Een erg grote naam heeft Reks niet in de hiphopwereld, maar dankzij zijn debuutalbum Along Came The Chosen (2001) heeft hij wel mogen toeren met onder anderen Ghostface Killah, Rakim, Big Daddy Kane en zijn idool KRS-One. In de tijd tussen zijn debuut en de opvolger, Grey Hairs, heeft Reks een aardig netwerk van contacten opgebouwd. Zo leveren DJ Premier en Large Professor beiden een beat en komen gastoptredens van onder meer Lil’ Fame, Big Shug en Termanology. De producer Statik Selektah, die op Reks debuut ook al een beat leverde, is het prominentst aanwezig.
De stempel die Statik Selektah op het album Grey Hairs drukt, weegt echter niet al te zwaar. Dat hij de helft van de producties op zijn naam zet, zorgt voor een eensgezind geluid, omdat Statik vooral bedreven is in het authentiek laten klinken van beats. Tel daarbij de beats van veteranen die graag trouw blijven aan het oude hiphopgevoel op en je hebt een vers en ouderwets klinkend album in handen.
Want ook Reks lijkt graag een beetje in het verleden te leven. Neem bijvoorbeeld All In One (5 Mics), waar hij met behulp van de immer onbeholpen schreeuwende Lil’ Fame (die van M.O.P.) een aantal legendes laat herleven. Zo rapt hij stukjes in de stijl van Big Pun, Big L, The Notorious B.I.G. en 2pac. De ode aan de overleden grootmachten is aardig bedoeld, maar kan toch niet echt imponeren, omdat Reks duidelijk het charisma en de swagger van zijn idolen mist.

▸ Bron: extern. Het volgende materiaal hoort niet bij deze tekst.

PR #2791, opened 2020-10-09
Fold over queues

Maria-12648430:
The first commit in this PR introduces a `fold/3` function for the `queue` module. Up to now, this had to be done by converting a queue to a list and folding over that, which is both cumbersome and more performance-intensive (`O(length(Rear))` for the conversion, and `O(length(List))` for the fold over that list) than a fold over the internal lists making up the `Rear` and `Front`, inside the `queue` module (`O(len(Queue))`, roughly equivalent to only `O(length(List))`). The queue is traversed in queue order (front to rear), which is what would be expected.

<hr />

The second commit in this PR addresses a "glitch" in the `filter/2` function, namely that while returning `true` or `false` from the filter function is semantically equivalent to returning `[Item]` or `[]` respectively, the latter generates more garbage. By handling the two special cases "single-element list" and "empty list" the same as `true` and `false` respectively, this is no longer the case, and the paragraph in the function documentation has been removed accordingly.

Also, to align `queue:filter/2` more closely with `lists:filtermap/2` (`queue:filter/2` is really a filtermap with insert capability), the filter function may return `{true, NewItem}` to signal that the current item should be replaced with `NewItem` in the result queue.

### DIFF
--- a/lib/stdlib/doc/src/queue.xml
+++ b/lib/stdlib/doc/src/queue.xml
@@ -54,6 +54,7 @@
 
     <p>All operations have an amortized O(1) running time, except
       <seemfa marker="#filter/2"><c>filter/2</c></seemfa>,
+      <seemfa marker="#fold/3"><c>fold/3</c></seemfa>,
       <seemfa marker="#join/2"><c>join/2</c></seemfa>,
       <seemfa marker="#len/1"><c>len/1</c></seemfa>,
       <seemfa marker="#member/2"><c>member/2</c></seemfa>,
@@ -131,6 +132,27 @@
           as returning <c>[]</c> is semantically equivalent to
           returning <c>false</c>. But returning a list builds
           more garbage than returning an atom.</p>
+      </desc>
+    </func>
+
+    <func>
+      <name name="fold" arity="3" since=""/>
+      <fsummary>Fold a function over a queue.</fsummary>
+      <desc>
+        <p>Calls <c><anno>Fun</anno>(<anno>Item</anno>, <anno>AccIn</anno>)</c>
+          on successive items <c>Item</c> of <c>Queue</c>, starting
+          with <c><anno>AccIn</anno> == <anno>Acc0</anno></c>. The queue is
+          traversed in queue order, that is, from front to rear.
+          <c><anno>Fun</anno>/2</c> must return a new accumulator, which is
+          passed to the next call. The function returns the final value of
+          the accumulator. <c><anno>Acc0</anno></c> is returned if the queue is
+          empty.</p>
+        <p><em>Example:</em></p>
+        <pre>
+> <input>queue:fold(fun(X, Sum) -> X + Sum end, 0, queue:from_list([1,2,3,4,5])).</input>
+15
+> <input>queue:fold(fun(X, Prod) -> X * Prod end, 1, queue:from_list([1,2,3,4,5])).</input>
+120</pre>
       </desc>
     </func>
 
--- a/lib/stdlib/doc/src/queue.xml
+++ b/lib/stdlib/doc/src/queue.xml
@@ -54,6 +54,7 @@
 
     <p>All operations have an amortized O(1) running time, except
       <seemfa marker="#filter/2"><c>filter/2</c></seemfa>,
+      <seemfa marker="#filtermap/2"><c>filtermap/2</c></seemfa>,
       <seemfa marker="#fold/3"><c>fold/3</c></seemfa>,
       <seemfa marker="#join/2"><c>join/2</c></seemfa>,
       <seemfa marker="#len/1"><c>len/1</c></seemfa>,
@@ -132,6 +133,21 @@
           as returning <c>[]</c> is semantically equivalent to
           returning <c>false</c>. But returning a list builds
           more garbage than returning an atom.</p>
+      </desc>
+    </func>
+
+    <func>
+      <name name="filtermap" arity="2" since=""/>
+      <fsummary>Filter and map a queue.</fsummary>
+      <desc>
+        <p>Returns a queue <c><anno>Q2</anno></c> that is the result of calling
+          <c><anno>Fun</anno>(<anno>Item</anno>)</c> on all items in
+          <c><anno>Q1</anno></c>, in order from front to rear.</p>
+        <p>If <c><anno>Fun</anno>(<anno>Item</anno>)</c> returns <c>true</c>,
+          <c>Item</c> is copied to the result queue. If it returns <c>false</c>,
+          <c><anno>Item</anno></c> is not copied. If it returns
+          <c>{true, NewItem}</c>, the queue element at this position is replaced
+          with <c>NewItem</c> in the result queue.</p>
       </desc>
     </func>
 
--- a/lib/stdlib/src/queue.erl
+++ b/lib/stdlib/src/queue.erl
@@ -27,7 +27,7 @@
 -export([get/1,get_r/1,peek/1,peek_r/1,drop/1,drop_r/1]).
 
 %% Higher level API
--export([reverse/1,join/2,split/2,filter/2,fold/3]).
+-export([reverse/1,join/2,split/2,filter/2,filtermap/2,fold/3]).
 
 %% Okasaki API from klacke
 -export([cons/2,head/1,tail/1,
@@ -400,6 +400,42 @@ filter_r(Fun, [X|R0]) ->
 	    R;
 	L when is_list(L) ->
 	    lists:reverse(L, R)
+    end.
+
+%% Filter and map a queue, traverses in queue order.
+%%
+%% O(len(Q1))
+-spec filtermap(Fun, Q1) -> Q2 when
+      Fun :: fun((Item) -> boolean() | {'true', Value}),
+      Q1 :: queue(Item),
+      Q2 :: queue(Item | Value),
+      Item :: term(),
+      Value :: term().
+filtermap(Fun, {R0, F0}) when is_function(Fun, 1), is_list(R0), is_list(F0) ->
+    F = lists:filtermap(Fun, F0),
+    R = filtermap_r(Fun, R0),
+    if R =:= [] ->
+	    f2r(F);
+       F =:= [] ->
+	    r2f(R);
+       true ->
+	    {R,F}
+    end;
+filtermap(Fun, Q) ->
+    erlang:error(badarg, [Fun,Q]).
+
+%% Call Fun in reverse order, i.e tail to head
+filtermap_r(_, []) ->
+    [];
+filtermap_r(Fun, [X|R0]) ->
+    R = filtermap_r(Fun, R0),
+    case Fun(X) of
+	true ->
+	    [X|R];
+	{true, Y} ->
+	    [Y|R];
+	false ->
+	    R
     end.
 
 %% Fold a function over a queue, in queue order.
--- a/lib/stdlib/src/queue.erl
+++ b/lib/stdlib/src/queue.erl
@@ -373,7 +373,11 @@ filter_f(Fun, [X|F]) ->
     case Fun(X) of
 	true ->
 	    [X|filter_f(Fun, F)];
+	[Y] ->
+	    [Y|filter_f(Fun, F)];
 	false ->
+	    filter_f(Fun, F);
+	[] ->
 	    filter_f(Fun, F);
 	L when is_list(L) ->
 	    L++filter_f(Fun, F)
@@ -388,7 +392,11 @@ filter_r(Fun, [X|R0]) ->
     case Fun(X) of
 	true ->
 	    [X|R];
+	[Y] ->
+	    [Y|R];
 	false ->
+	    R;
+	[] ->
 	    R;
 	L when is_list(L) ->
 	    lists:reverse(L, R)
--- a/lib/stdlib/src/queue.erl
+++ b/lib/stdlib/src/queue.erl
@@ -27,7 +27,7 @@
 -export([get/1,get_r/1,peek/1,peek_r/1,drop/1,drop_r/1]).
 
 %% Higher level API
--export([reverse/1,join/2,split/2,filter/2]).
+-export([reverse/1,join/2,split/2,filter/2,fold/3]).
 
 %% Okasaki API from klacke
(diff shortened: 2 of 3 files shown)


jhogberg:
Thanks for the PR!

We'll need to run it past the technical board (next week) as it changes an interface, but I think it looks great.

Maria-12648430:
> We'll need to run it past the technical board (next week) as it changes an interface, but I think it looks great.

You mean because of the `{true, NewItem}` as a new possible return for the filter function?

jhogberg:
> You mean because of the `{true, NewItem}` as a new possible return for the filter function?

Yes, though we'll discuss `fold/3` as well. We want as many eyeballs as possible on the documentation.

josevalim:
Nice, I would definitely have used `queue:fold/3` in the past! 

I am not convinced about the return type for `queue:filter` though. I understand the rationale in aligning it with filtermap but given they are already different (filter allows a list to be returned), a new return type complicates the API and doesn't add anything over returning `[NewItem]` directly.

RaimoNiskanen:
In that case, @josevalim & @Maria-12648430, maybe write a new `queue:filtermap` that aligns with `lists:filtermap` and silently let `queue:filter` keep its pecularity of being able to also do filtermap.  Oddly enough `queue:filter` is actually more general than `lists:filtermap` since the former allows replacing an element with any number of elements.

@Maria-12648430 - Note that your change to optimize the code handling of `[Item]` does not change the amount of created garbage. The garbage is created when creating the return value `[Item]` which is one cons cell referring to `Item`, and that cons cell (2 VM words) becomes garbage when building the queue internal result list. Both `[Item | filter_f(Fun, F)]`, and `L ++ filter_f(Fun, F)` does exactly the same: every cons cell in `L` (1 pcs) becomes garbage and a new one is created to hold the list that is appended to.  Returning `true` does not produce garbage because an atom is an immediate value.

Your change optimizes away external calls to `lists:append` and `lists:reverse` for the important case of replacing an item (filtermap), which I think is a good optimization - keep it.  But you can actually not remove the documentation about more created garbage.

Side note: returning `{true, NewItem}` produces 3 VM words of garbage since a tuple has a header word and then one per item, which is 50% more than when returning `[NewItem]`.

A question for decision: would we need both `queue:foldl` and `queue:foldr` instead of just `queue:fold`?  I think maybe not, since a `queue:reverse` is O(1).

josevalim:
> A question for decision: would we need both queue:foldl and queue:foldr instead of just queue:fold? I think maybe not, since a queue:reverse is O(1).

I pondered the same and my conclusion was that if there is ever a need for a “reverse fold”, it could be called “fold_r”, which aligns well with the other functions in the module. WDYT?

okeuday:
You may want to consider the need for a separate function (possibly in a separate pull request) that would avoid processing the whole queue.  I have found it necessary, due to testing of the time taken in `queue:filter/2`, to create a separate function to remove a single unique value from a queue (https://github.com/okeuday/pqueue/blob/ebfe8e76e87f05caae84827334662726629f5f54/src/pqueue4.erl#L11602-L11619).  With a situation like that, `queue:fold` is unable to help.  It is definitely good to have a `queue:fold` function.  When removing a unique value from a queue, the order doesn't matter, so the queue lists have minimal impact (i.e., no reverses or concatenations).

RaimoNiskanen:
@josevalim: `fold` and `fold_r` (the latter if needed).  I buy that!

RaimoNiskanen:
@okeuday: A napkin calculation of a possible `queue:remove/2` function:  It would, on average, only have to traverse half of the queue, and only have to rebuild on quarter of the cons cells (the ones preceeding the found element in either the front or the rear list), so it would be between 2..4 times faster than `queue:filter/2`, but still O(N).  Sounds like a nice feature anyway.

Would one want both a `queue:remove(PredicateFun, Queue)` and a `queue:delete(Item, Queue)` for a predicate fun and a `=:=` match respectively?  Matching equality is significantly faster than calling a fun().

okeuday:
@RaimoNiskanen I needed the predicate fun to access a tuple element but the `=:=` equality match function should be helpful for other data.

Maria-12648430:
Oh, quite a response :)

<hr />

@RaimoNiskanen  & @josevalim:
> In that case, @josevalim & @Maria-12648430, maybe write a new `queue:filtermap` that aligns with `lists:filtermap` and silently let `queue:filter` keep its pecularity of being able to also do filtermap. Oddly enough `queue:filter` is actually more general than `lists:filtermap` since the former allows replacing an element with any number of elements.

Ok, I second that. So, the filtermap function may return `true` to keep, `false` to drop, and `{true, NewItem}` to replace. No insert capability, right?

Maria-12648430:
@RaimoNiskanen 
> @Maria-12648430 - Note that your change to optimize the code handling of `[Item]` does not change the amount of created garbage. The garbage is created when creating the return value `[Item]` which is one cons cell referring to `Item`, and that cons cell (2 VM words) becomes garbage when building the queue internal result list. Both `[Item | filter_f(Fun, F)]`, and `L ++ filter_f(Fun, F)` does exactly the same: every cons cell in `L` (1 pcs) becomes garbage and a new one is created to hold the list that is appended to. Returning `true` does not produce garbage because an atom is an immediate value.

Ah, got that wrong then.

> Your change optimizes away external calls to `lists:append` and `lists:reverse` for the important case of replacing an item (filtermap), which I think is a good optimization - keep it. But you can actually not remove the documentation about more created garbage.

Ok, I'll add it back.

> Side note: returning `{true, NewItem}` produces 3 VM words of garbage since a tuple has a header word and then one per item, which is 50% more than when returning `[NewItem]`.

That would be obsoleted with a separate `filtermap` function.

Maria-12648430:
@RaimoNiskanen & @josevalim 
> A question for decision: would we need both `queue:foldl` and `queue:foldr` instead of just `queue:fold`? I think maybe not, since a `queue:reverse` is O(1).

TBH, I had both `foldl` and `foldr` in the beginning, but then removed them for `fold` because of the reason you described.

> @josevalim: `fold` and `fold_r` (the latter if needed). I buy that!

Decided then? :)

Maria-12648430:
@okeuday 
> You may want to consider the need for a separate function (possibly in a separate pull request) that would avoid processing the whole queue. I have found it necessary, due to testing of the time taken in `queue:filter/2`, to create a separate function to remove a single unique value from a queue

I need something like that every now and then, too. Maybe later, in a seperate PR :)

> With a situation like that, `queue:fold` is unable to help.

Yes

> When removing a unique value from a queue, the order doesn't matter, so the queue lists have minimal impact (i.e., no reverses or concatenations).

Hm, I would argue that it is not guaranteed that an item is unique, at least not from the perspective of the queue.

I would suggest a function (or two) that removes the first element matching the condition (either predicate function or exact match), then stops traversing further.

The front list can be traversed without reversal, so best case would be if the element is in that list (ie, near the front). The rear lists has to be reversed to find the first element (instead of the last), so that would be a worse case. Worst case is if no element is found, which means full traversal plus a reversal in the middle.

A more general version of this would be something like `remove(N, PredicateFun, Queue)` or `delete(N, Item, Queue)`, meaning "remove (at most) `N` matching elements".

Maria-12648430:
@okeuday & @RaimoNiskanen

Another function that could be handy would be `contains(PredicateFun, Queue)`, as the existing `member/` function only finds exact matches. Slower than `member/2` which employs `lists:member/2`, yes, but removes the need for converting to list and such. More general forms that allow more flexibility even would be `any` and `all`, like their counterparts in `lists`. What do you think?

(Probably material for another PR, anyway ;))

RaimoNiskanen:
@Maria-12648430 
> > Side note: returning `{true, NewItem}` produces 3 VM words of garbage since a tuple has a header word and then one per item, which is 50% more than when returning `[NewItem]`.
> 
> That would be obsoleted with a separate `filtermap` function.

Obsolete or not, it would still be so that `queue:filter/2` with a `Fun` returning `[Item]` would produce slightly less garbage than`queue:filtermap/2` with a `Fun` returning `{true, NewItem}`.  Certainly irrelevant.
Nevertheless, `queue:filtermap/2` should be compatible with `lists:filtermap/2`, just as you suggest.

RaimoNiskanen:
@Maria-12648430 
> >    @josevalim: fold and fold_r (the latter if needed). I buy that!
> Decided then? :)

I agree.  And I think fold_r can wait for its demand, since `queue:reverse(queue:fold(Fun, queue:reverse(Q)))` is not that inefficient.  Unless you just can't wait to implement it...

Maria-12648430:
> Obsolete or not, it would still be so that `queue:filter/2` with a `Fun` returning `[Item]` would produce slightly less garbage than`queue:filtermap/2` with a `Fun` returning `{true, NewItem}`. Certainly irrelevant.

I meant that my addition of `{true, NewItem}` as a possible return for the filter function would be obsoleted by `filtermap`, ie should be removed from `filter` again ;)

Maria-12648430:
> Unless you just can't wait to implement it...

I'll see ;)

essen:
More functions in `queue` is more than welcome but `fold_r` sounds unnecessary at this point. Perhaps wait to get feedback on the normal `fold` first.

RaimoNiskanen:
@Maria-12648430: `contains/1`, and `any/2` and `all/2` would be welcome additions.  Then `lists:contains/2` would be missing.

That would be a future PR...

I think there is a greater need for high level functions in `queue` because unlike lists there is no nice way in the language to traverse the elements with own code.

RaimoNiskanen:
Here are two variants more shaped for using a `PredicateFun`:

``` erlang
delete_last(Item, [X | Rest]) ->
    case delete_last(Item, Rest) of
        false ->
            case Item of
                X -> Rest;
                _ -> false
            end;
        R -> [X | R]
    end;
delete_last(_, []) -> false.

delete_first(Item, [X | Rest]) ->
    case Item of
        X -> Rest;
        _ ->
            case delete_first(Item, Rest) of
                false -> false;
                F -> [X | F]
            end
    end;
delete_first(_, []) -> false.
```

Maria-12648430:
Ok, I'll recap:

* this PR:
  * remove `{true, NewItem}` from the return values of the filter function (and accordingly, from the documentation)
  * add back the paragraph regarding garbage in the documentation
  * add a new `filtermap/2` function to mirror `lists:filtermap`
* `remove`, `delete`, (`remove_first`, `delete_first`?), `any` and `all` are material for a future PR or PRs
* `fold_r` in a future PR if needed

Agree so far?

Maria-12648430:
>   * remove `{true, NewItem}` from the return values of the filter function (and accordingly, from the documentation)
>   * add back the paragraph regarding garbage in the documentation
>   * add a new `filtermap/2` function to mirror `lists:filtermap`

Ok, all done :)

A note on `queue:filtermap/2`: I'm running `lists:filtermap/2` on the front list, and iterate a custom function mimicking `queue:filter_r/2` over the rear list, in order to traverse in queue order. The latter could also be done via `lists:foldr/3`, but it would require another function enveloping the filtermap function. Also I wasn't sure about "garbage" etc (my knowledge doesn't run _that_ deep =^^=).

lib/stdlib/doc/src/queue.xml
```diff
@@ -134,6 +136,42 @@
...
+    </func>
+
+    <func>
+      <name name="fold" arity="3" since=""/>
+      <fsummary>Fold a function over a queue.</fsummary>
+      <desc>
+        <p>Calls <c><anno>Fun</anno>(<anno>Item</anno>, <anno>AccIn</anno>)</c>
+          on successive items <c>Item</c> of <c>Queue</c>, starting
+          with <c><anno>AccIn</anno> == <anno>Acc0</anno></c>. The queue is
+          traversed in queue order, i.e. from front to rear.
```
RaimoNiskanen, line 161: We do not use such abbreviations in documentation.  Write "i.e." as "that is".

RaimoNiskanen:
@Maria-12648430: We brought this up on our Technical Board, and have a few style comments.

* The commit message on the third commit is too long so it causes a line break in GitHub's overview.
Our [guidelines](https://github.com/erlang/otp/wiki/Writing-good-commit-messages) says max 50 characters, then a blank line and after that more explanation if needed.
* I have commented inline about not using abbreviations like e.g. i.e. in our documentation.
* A personal opinion; we had some for, and some against, so do as you like:  I would prefer that since you had to write an own function for the reverse list for `filtermap/2`, write one for the front list too, so it is obvious from the code that both lists are handled the same way and to avoid an external call.
Those against says that since the code exists in `lists:filtermap/2`, it is better to use it.

Maria-12648430:
I'll do all that on monday, afk atm :)

Maria-12648430:
@RaimoNiskanen everything done :) Please review again.

> * A personal opinion; we had some for, and some against, so do as you like:  I would prefer that since you had to write an own function for the reverse list for `filtermap/2`, write one for the front list too, so it is obvious from the code that both lists are handled the same way and to avoid an external call.
>   Those against say that since the code exists in `lists:filtermap/2`, it is better to use it.

I decided to leave it as it is (front list via `lists:filtermap/2`), for the same reason as "those against" bring up ;)

Maria-12648430:
A more general question/request for opinions (especially in view of future additions to the `queue` module):

Should it be _explicitly mandatory_ for the queue module to perform _any_ traversals in queue order, at least when predicate functions are involved? It may (`fold/3`) or may not (`filter/2`, `filtermap/2`, or the future `any/2` and `all/2`) matter for the return value of those functions, but it _does_ always matter when it comes to side effects of the predicate function.

juhlig:
> Should it be _explicitly mandatory_ for the queue module to perform _any_ traversals in queue order, at least when predicate functions are involved? It may (`fold/3`) or may not (`filter/2`, `filtermap/2`, or the future `any/2` and `all/2`) matter for the return value of those functions, but it _does_ always matter when it comes to side effects of the predicate function.

My two cents: it should always be done in queue order when user functions are involved, for the possible side effects. `filter/2` does it (so does your implementation of `filtermap/2`), and I think it is just what one would expect.

RaimoNiskanen:

Maria-12648430:
> Merged. Thank you for your pull request!

You're welcome :)
I'm preparing another PR for `any/2`, `all/2`, `delete/2`, `delete_r/2` right now.

PR #2792, opened 2020-10-09
Read file rename race

mikpe:
file:read_file/1 and prim_file:read_file/1 retrieve the file size before opening the file, and then only read as much data as that file size stated.  Between the file size retrieval (stat() on Unix) and the open, the file may get renamed to a different, larger one.  This causes read_file to return truncated data.  Fixed by retrieving the file size from the open file handle instead.

Fixes https://bugs.erlang.org/browse/ERL-1376.

### DIFF
--- a/erts/emulator/nifs/common/prim_file_nif.c
+++ b/erts/emulator/nifs/common/prim_file_nif.c
@@ -1266,12 +1266,16 @@ static ERL_NIF_TERM read_file_nif(ErlNifEnv *env, int argc, const ERL_NIF_TERM a
 
     if((posix_errno = efile_marshal_path(env, argv[0], &path))) {
         return posix_error_to_tuple(env, posix_errno);
-    } else if((posix_errno = efile_read_info(&path, 1, &info))) {
-        return posix_error_to_tuple(env, posix_errno);
     } else if((posix_errno = efile_open(&path, EFILE_MODE_READ, efile_resource_type, &d))) {
         return posix_error_to_tuple(env, posix_errno);
     }
 
+    /* read_file() wants to know the file size, so retrieve it now from the
+       open file handle.  In theory, efile_read_handle_info() may fail with
+       ENOTSUP, fall back to the "unknown size" logic if that happens.  */
+    if (efile_read_handle_info(d, &info) != 0) {
+        info.size = 0;
+    }
     posix_errno = read_file(d, info.size, &result);
 
     erts_atomic32_set_acqb(&d->state, EFILE_STATE_CLOSED);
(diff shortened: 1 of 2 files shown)


erts/emulator/nifs/common/prim_file_nif.c
```diff
@@ -1266,12 +1266,16 @@ static ERL_NIF_TERM read_file_nif(ErlNifEnv *env, int argc, const ERL_NIF_TERM a
...
     } else if((posix_errno = efile_open(&path, EFILE_MODE_READ, efile_resource_type, &d))) {
         return posix_error_to_tuple(env, posix_errno);
     }
 
+    /* read_file() wants to know the file size, so retrieve it now from the
+       open file handle.  In theory, efile_read_handle_info() may fail with
+       ENOTSUP, fall back to the "unknown size" logic if that happens.  */
+    if (efile_read_handle_info(d, &info) != 0)
+        info.size = 0;
+
```
jhogberg, line 1278: Style fix:

```suggestion
    if (efile_read_handle_info(d, &info) != 0) {
        info.size = 0;
    }
```

jhogberg (commented):
LGTM, though I'd prefer the fix and test were in the same commit.

mikpe:
Applied your style fix and squashed.  I had them as separate commits to simplify running the TC w/o the fix present.

mikpe:
Backporting this to OTP-22 unfortunately fails because OTP-22 doesn't have efile_read_handle_info(), it was added in the rather large 924cd70f8b7cf1fa2256055af39723b24fd6238e.  What are your thoughts on that?  Backport all of that commit (including new API functions and test cases), just the internal refactoring and additions for efile_read_handle_info(), or create something special for OTP-22 (after all, in Unix terms all we need is an fstat() and the struct stat st_size field, though I don't know off-hand how to do that for Windows).

jhogberg:
It's a lot of code to release in a patch for something that is arguably not even a bug, so my first thought is "don't."

(You need to leave the file server for it to happen, and [the documentation](http://erlang.org/doc/man/file.html) warns that you may see nonsense when you do.)

jhogberg:
The testcase fails on Windows and older versions of OS X (Darwin 9.8.0), can you skip it on those platforms, or write it in a way that doesn't use rename?

mikpe:
> The testcase fails on Windows and older versions of OS X (Darwin 9.8.0), can you skip it on those platforms, or write it in a way that doesn't use rename?

I'll try skipping it on those platforms.  (It's _very_ odd that Unix-based Darwin would fail.)

jhogberg:
> (It's _very_ odd that Unix-based Darwin would fail.)

It runs fine on anything released the past decade though, so I'm guessing it's a bug specific to that version or older. We've had quite a few those relating to files.

mikpe:
Updated TC to skip on Windows and old Darwin.

jhogberg:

Hij komt beter uit de verf als hij zichzelf begint te prijzen, vertelt over zijn leven, of af en toe een kritische noot over de maatschappij of politiek laat vallen. Dat brengt hij in de praktijk op Say Goodnight, met een fijne en vervaarlijk klinkende beat van DJ Premier. Dit is samen met de fanatiek gerapte titeltrack, waar het album mee geopend wordt, een van de betere nummers.
Dat Grey Hairs oude tijden op een overwegend positieve manier doet herleven, is mede te danken aan het frisse scratchwerk en de leuke stemsamples van belangrijke figuren uit de laatste hiphopjaren. Het grappige is dat de meeste hergebruikte zinsnedes van redelijk recente tracks zijn genomen, in plaats van dat de quotes uit lang vervlogen tijden dateren. Dat zorgt, in samenwerking met de wat ouderswetse – op de juiste manier: dus niet té kaal en simpel, maar vooral ook niet te ‘gemaakt’ en overdreven – beats, voor een portie hiphop die lekker op de maag ligt.
Maar Reks is geen persoon die exclusieve hapjes serveert, hij houdt zijn hiphop het liefst zo dicht mogelijk bij de basis. Zo heeft hij het meestal over het leven op de straat, zijn eigen muzikale kwaliteiten of zijn levensopvattingen. Dat heeft als resultaat dat hij geloofwaardig overkomt en zichzelf ook niet voorbij streeft. Je krabt jezelf dan ook maar zelden achter de oren bij het luisteren naar Grey Hairs.
Maar die soort gereserveerdheid, het achterwege houden van al te gewaagde dingen, heeft ook als resultaat dat de plaat weinig hoogtepunten kent. Er zijn gelukkig ook geen noemenswaardige dalen, maar een lange reis over vlak landschap gaat op den duur toch vervelen. En zo is een twintigtal Reks-tracks op een plaat toch wel een erg grote dosis.
Natuurlijk, zijn stem klinkt op een fijne manier venijnig, de beatkeuze is prettig, het ligt allemaal lekker in het gehoor én de teksten mogen er wezen, maar toch weet Reks niet voortdurend te boeien. Het is pijnlijk te constateren, maar Reks heeft zich simpelweg teveel in het zweet gewerkt om deze plaat tot een echt succes te maken. Had hij iets beter gefilterd, dan had hij wellicht met een neo-klassieker kunnen komen. Nu blijft het voor Reks helaas bij ‘slechts’ een welkome onderbreking tussen alle platen die iets nieuws zouden toevoegen aan de hiphop die al bestond.